Task brief — Some lines of these records may hold the word "tabular"; state how many, using only the number.

Provided data —
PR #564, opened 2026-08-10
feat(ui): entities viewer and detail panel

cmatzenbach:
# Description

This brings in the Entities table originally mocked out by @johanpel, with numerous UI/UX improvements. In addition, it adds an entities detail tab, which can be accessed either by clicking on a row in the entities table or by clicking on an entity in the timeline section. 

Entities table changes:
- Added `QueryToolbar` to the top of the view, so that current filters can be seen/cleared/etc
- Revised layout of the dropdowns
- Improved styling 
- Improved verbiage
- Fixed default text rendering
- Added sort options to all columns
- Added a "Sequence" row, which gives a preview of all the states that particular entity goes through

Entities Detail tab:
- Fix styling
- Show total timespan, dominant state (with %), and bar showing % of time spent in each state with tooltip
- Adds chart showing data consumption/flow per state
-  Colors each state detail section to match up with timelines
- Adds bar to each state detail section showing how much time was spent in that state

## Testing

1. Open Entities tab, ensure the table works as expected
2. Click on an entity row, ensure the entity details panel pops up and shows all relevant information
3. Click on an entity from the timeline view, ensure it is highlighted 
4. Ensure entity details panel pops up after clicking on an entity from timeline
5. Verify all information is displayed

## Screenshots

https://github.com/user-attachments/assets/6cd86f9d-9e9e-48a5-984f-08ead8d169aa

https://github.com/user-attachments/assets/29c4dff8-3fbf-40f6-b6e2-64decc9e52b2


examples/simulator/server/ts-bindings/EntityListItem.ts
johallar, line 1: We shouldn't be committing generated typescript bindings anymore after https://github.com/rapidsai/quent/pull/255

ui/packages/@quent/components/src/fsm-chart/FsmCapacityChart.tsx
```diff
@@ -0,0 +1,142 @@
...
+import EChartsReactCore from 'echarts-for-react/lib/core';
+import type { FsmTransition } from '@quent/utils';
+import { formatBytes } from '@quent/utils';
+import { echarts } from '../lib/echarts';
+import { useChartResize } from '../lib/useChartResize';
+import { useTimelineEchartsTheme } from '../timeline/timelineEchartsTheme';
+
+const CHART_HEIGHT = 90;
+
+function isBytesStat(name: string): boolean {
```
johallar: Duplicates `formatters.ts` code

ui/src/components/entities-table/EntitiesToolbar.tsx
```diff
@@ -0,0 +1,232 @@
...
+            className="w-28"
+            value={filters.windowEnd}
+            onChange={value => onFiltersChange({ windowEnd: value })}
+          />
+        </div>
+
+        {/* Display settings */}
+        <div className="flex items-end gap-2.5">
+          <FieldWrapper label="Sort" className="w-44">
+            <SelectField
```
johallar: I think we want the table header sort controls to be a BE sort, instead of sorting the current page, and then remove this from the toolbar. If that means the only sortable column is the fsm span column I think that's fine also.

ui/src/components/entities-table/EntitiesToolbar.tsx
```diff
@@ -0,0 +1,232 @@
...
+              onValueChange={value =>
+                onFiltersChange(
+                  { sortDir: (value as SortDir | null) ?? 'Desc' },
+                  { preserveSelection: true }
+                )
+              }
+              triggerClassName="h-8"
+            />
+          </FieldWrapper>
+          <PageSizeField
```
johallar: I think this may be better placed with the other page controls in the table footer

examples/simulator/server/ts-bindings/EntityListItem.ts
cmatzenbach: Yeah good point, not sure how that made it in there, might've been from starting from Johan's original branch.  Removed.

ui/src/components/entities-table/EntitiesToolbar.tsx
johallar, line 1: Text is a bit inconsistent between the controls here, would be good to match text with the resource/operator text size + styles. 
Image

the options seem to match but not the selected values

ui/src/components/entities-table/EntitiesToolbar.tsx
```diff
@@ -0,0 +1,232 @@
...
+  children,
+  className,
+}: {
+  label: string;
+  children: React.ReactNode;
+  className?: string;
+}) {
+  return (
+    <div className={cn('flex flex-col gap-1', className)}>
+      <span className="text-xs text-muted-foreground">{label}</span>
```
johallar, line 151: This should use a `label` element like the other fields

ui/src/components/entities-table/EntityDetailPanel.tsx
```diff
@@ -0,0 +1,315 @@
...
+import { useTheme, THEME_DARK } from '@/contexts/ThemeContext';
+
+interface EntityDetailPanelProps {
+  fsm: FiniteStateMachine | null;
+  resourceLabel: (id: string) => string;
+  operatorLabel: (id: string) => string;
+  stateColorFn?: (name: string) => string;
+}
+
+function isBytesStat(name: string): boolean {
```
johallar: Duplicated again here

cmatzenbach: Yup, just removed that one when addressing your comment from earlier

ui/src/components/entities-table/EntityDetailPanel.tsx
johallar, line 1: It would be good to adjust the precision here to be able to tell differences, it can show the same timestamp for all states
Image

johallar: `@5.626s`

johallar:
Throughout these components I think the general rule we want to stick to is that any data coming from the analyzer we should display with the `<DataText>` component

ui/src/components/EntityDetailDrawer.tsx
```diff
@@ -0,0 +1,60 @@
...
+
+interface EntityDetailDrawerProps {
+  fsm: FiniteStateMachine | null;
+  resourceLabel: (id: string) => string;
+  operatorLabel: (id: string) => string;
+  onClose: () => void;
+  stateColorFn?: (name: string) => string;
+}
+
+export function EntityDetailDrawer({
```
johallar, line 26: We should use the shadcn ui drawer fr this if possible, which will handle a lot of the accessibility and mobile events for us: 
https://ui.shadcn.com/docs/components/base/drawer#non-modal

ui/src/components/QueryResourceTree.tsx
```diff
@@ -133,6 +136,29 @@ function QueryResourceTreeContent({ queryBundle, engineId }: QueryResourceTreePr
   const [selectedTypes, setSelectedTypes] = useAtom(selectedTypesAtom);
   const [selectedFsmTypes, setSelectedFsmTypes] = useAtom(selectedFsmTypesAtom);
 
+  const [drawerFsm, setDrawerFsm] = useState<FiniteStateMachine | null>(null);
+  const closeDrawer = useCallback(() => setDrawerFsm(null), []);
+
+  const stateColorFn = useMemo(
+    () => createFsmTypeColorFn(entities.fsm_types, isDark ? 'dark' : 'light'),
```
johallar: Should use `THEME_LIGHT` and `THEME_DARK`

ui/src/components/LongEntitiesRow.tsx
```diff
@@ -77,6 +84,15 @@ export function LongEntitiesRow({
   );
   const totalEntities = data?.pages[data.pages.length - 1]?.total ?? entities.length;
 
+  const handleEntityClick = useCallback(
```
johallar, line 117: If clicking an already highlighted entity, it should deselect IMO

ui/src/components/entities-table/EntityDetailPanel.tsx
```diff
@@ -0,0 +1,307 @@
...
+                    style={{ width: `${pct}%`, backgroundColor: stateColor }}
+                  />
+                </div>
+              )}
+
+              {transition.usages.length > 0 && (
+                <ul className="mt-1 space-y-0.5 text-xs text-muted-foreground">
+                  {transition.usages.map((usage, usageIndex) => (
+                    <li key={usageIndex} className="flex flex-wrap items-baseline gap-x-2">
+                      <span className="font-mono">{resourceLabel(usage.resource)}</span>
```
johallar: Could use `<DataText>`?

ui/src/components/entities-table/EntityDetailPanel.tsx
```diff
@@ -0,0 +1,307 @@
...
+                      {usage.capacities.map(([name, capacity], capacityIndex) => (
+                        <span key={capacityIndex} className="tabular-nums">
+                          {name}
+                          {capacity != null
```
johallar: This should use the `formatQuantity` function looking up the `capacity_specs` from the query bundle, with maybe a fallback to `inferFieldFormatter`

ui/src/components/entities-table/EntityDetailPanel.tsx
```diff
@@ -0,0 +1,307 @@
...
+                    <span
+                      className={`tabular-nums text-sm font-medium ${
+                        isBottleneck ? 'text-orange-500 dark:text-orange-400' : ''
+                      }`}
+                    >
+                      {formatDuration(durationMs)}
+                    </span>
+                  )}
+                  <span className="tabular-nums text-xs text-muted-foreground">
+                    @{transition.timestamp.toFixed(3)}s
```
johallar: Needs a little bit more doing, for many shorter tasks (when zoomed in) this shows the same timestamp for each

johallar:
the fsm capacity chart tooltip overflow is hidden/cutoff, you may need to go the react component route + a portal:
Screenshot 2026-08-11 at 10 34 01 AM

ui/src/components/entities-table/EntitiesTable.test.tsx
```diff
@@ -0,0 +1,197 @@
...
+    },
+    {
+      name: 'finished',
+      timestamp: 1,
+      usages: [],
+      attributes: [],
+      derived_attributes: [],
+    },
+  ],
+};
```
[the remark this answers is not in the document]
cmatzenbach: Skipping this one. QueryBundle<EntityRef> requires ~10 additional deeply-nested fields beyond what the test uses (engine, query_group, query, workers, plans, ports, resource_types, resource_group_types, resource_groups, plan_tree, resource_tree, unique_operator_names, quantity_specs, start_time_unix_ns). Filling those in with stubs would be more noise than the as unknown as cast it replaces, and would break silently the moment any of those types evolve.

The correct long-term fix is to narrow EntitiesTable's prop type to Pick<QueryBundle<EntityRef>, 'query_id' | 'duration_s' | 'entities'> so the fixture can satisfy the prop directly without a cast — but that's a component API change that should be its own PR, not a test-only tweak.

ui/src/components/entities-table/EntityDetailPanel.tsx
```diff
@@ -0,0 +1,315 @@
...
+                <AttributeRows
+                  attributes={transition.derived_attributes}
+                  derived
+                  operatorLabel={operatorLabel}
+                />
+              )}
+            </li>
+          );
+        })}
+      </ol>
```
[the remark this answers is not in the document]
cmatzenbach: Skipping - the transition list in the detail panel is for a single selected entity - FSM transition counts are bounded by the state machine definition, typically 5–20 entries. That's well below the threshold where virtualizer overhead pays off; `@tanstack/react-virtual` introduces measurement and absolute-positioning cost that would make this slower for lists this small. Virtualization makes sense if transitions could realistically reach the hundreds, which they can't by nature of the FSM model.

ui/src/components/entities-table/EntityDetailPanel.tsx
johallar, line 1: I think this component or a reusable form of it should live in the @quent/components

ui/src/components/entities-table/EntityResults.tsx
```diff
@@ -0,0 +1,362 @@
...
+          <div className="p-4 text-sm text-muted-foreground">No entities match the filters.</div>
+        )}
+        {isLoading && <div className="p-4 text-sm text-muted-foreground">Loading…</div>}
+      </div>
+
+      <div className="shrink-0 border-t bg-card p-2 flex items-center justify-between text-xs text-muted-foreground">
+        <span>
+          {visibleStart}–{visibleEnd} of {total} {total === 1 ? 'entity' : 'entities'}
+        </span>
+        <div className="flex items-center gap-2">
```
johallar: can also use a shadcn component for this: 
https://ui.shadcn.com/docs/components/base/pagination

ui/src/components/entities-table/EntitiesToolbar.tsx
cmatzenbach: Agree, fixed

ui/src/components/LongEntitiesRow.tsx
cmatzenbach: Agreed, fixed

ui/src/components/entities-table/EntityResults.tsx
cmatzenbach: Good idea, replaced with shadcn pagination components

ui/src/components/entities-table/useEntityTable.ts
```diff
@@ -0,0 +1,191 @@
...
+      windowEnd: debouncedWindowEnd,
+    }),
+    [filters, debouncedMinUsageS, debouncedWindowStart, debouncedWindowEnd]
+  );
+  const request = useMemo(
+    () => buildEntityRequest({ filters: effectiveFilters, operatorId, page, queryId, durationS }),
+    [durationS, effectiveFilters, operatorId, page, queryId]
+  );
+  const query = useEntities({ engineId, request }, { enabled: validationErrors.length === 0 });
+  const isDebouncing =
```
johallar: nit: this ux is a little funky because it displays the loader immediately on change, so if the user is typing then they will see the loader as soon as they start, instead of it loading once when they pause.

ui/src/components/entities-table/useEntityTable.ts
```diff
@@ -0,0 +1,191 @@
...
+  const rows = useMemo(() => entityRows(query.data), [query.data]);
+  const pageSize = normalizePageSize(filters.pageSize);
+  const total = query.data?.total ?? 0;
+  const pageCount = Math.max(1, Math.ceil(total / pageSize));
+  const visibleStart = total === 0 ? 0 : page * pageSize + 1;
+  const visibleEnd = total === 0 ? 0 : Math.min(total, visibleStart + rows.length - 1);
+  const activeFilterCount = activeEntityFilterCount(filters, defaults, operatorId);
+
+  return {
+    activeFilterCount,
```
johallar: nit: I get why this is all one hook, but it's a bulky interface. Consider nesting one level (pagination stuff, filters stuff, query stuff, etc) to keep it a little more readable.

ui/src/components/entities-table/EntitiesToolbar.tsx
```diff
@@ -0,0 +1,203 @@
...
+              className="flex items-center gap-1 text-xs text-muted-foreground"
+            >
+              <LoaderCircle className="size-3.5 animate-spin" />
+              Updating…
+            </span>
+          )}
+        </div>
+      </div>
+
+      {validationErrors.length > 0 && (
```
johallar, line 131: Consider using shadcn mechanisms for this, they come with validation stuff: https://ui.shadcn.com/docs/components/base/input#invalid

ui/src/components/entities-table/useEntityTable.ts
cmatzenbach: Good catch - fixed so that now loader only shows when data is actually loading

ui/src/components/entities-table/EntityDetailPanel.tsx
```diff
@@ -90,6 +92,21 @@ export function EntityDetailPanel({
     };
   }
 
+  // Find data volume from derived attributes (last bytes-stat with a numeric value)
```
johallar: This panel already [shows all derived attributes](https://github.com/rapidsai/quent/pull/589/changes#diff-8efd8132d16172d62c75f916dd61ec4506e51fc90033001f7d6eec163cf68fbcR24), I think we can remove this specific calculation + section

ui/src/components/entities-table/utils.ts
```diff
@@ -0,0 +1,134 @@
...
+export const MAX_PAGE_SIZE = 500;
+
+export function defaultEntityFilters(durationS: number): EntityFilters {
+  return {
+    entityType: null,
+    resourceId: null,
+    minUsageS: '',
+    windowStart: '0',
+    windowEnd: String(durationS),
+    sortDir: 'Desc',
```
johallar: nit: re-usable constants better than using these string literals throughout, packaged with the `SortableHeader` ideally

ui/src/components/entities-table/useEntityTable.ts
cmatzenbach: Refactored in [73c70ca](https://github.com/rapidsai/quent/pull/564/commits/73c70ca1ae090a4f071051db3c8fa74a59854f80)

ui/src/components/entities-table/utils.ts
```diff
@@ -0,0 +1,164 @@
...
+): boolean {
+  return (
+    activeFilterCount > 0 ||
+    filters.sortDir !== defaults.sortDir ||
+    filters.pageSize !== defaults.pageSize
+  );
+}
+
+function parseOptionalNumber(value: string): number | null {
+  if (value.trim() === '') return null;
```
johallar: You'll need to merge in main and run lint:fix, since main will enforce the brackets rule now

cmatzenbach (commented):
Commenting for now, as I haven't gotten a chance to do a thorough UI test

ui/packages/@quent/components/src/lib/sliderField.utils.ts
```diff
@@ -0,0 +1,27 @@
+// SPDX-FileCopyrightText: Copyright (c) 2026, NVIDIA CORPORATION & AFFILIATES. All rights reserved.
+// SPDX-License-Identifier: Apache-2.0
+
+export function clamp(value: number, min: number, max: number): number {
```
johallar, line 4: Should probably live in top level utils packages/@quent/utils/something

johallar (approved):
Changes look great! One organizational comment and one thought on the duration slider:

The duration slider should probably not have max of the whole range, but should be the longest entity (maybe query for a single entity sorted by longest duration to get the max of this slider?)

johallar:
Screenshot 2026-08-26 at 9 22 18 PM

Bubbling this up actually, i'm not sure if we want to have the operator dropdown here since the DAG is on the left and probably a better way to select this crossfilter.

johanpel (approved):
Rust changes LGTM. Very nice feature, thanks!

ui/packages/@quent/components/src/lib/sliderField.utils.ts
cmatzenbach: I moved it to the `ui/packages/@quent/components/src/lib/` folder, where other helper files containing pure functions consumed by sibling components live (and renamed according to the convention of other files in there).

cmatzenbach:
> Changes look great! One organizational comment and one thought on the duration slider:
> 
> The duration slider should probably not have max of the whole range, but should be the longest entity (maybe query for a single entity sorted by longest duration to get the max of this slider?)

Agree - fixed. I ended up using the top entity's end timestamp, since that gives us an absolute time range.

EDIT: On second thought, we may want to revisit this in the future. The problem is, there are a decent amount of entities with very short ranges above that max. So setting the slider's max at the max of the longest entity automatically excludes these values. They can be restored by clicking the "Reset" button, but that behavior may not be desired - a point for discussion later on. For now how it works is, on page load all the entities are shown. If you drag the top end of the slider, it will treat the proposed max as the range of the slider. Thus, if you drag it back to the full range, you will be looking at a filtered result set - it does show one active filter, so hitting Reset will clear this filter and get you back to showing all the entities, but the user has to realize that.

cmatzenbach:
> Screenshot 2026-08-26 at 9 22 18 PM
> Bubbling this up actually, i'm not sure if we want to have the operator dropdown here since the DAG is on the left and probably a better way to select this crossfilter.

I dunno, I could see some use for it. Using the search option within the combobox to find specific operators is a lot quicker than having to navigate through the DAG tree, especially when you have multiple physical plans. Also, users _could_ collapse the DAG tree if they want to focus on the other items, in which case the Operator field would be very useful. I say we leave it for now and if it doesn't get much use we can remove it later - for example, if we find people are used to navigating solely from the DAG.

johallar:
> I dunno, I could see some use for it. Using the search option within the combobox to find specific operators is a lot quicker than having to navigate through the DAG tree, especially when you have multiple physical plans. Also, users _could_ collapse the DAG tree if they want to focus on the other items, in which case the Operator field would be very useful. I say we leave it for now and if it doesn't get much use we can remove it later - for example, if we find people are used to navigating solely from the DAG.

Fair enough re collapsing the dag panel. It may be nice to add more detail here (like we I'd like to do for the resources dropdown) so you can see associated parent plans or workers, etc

The completed task — 3